Some very inventive and DEADLY fake 18650, if it very cheap or amazing capacity or has work fire in the name don't buy.

https://www.google.co.uk/search?q=f...KEwjw68KR8b_LAhUJAxoKHZEmBPEQ_AUIBygC#imgrc=_

John.


----------



## ven (Mar 14, 2016)

^^^
What amazes me is that it is more work to put a used junk 16340(or 14500) inside an 18650 shell than just to use an old/junk 18650 in the first place...........amazing!


----------



## TinderBox (UK) (Mar 14, 2016)

Fake Capacitors?







John.


----------



## harro (Mar 14, 2016)

ven said:


> ^^^
> What amazes me is that it is more work to put a used junk 16340(or 14500) inside an 18650 shell than just to use an old/junk 18650 in the first place...........amazing!



Exactly.


----------



## KeepingItLight (Mar 14, 2016)

Cheap flashlights are fun. Sooner or later, everyone has to take the dip. For the most part, the worst than can happen is you lose your money when they fail.

Cheap Li-ion batteries and cheap chargers are completely different. When one of those fails, the result can be a battery that vents with smoke and flames. If that happens when the battery is installed in a flashlight, the head and tail cap can be blown off at high velocity. 

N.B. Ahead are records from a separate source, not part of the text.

PR #8352, opened 2022-03-06
[improvement]support build with parallel parameter only

dataalive:
# Proposed changes

Issue Number: close #xxx

## Problem Summary:

when sh build.sh -j n, which is followed by parallel parameter only , the output will be null because the script must follow --be or --fe etc... explicitly

so, the behavior is not the same as make -j n.

with this pr, we will support this.

## Checklist(Required)

## Further comments

### DIFF
--- a/build.sh
+++ b/build.sh
@@ -120,6 +120,8 @@ BUILD_UI=
 BUILD_SPARK_DPP=
 CLEAN=
 HELP=0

The bottom line is to buy only quality batteries and chargers from reliable, known vendors. Lowest price is not the top priority. Do not buy from random sellers on ebay and Amazon. Limit yourself to products that have been favorably reviewed by testers such as CPF member HKJ.


----------



## Milw light (Mar 16, 2016)

KeepingItLight said:


> Cheap flashlights are fun. Sooner or later, everyone has to take the dip. For the most part, the worst than can happen is you lose your money when they fail.
> 
> Cheap Li-ion batteries and cheap chargers are completely different. When one of those fails, the result can be a battery that vents with smoke and flames. If that happens when the battery is installed in a flashlight, the head and tail cap can be blown off at high velocity.
> 
> The bottom line is to buy only quality batteries and chargers from reliable, known vendors. Lowest price is not the top priority. Do not buy from random sellers on ebay and Amazon. Limit yourself to products that have been favorably reviewed by testers such as CPF member HKJ.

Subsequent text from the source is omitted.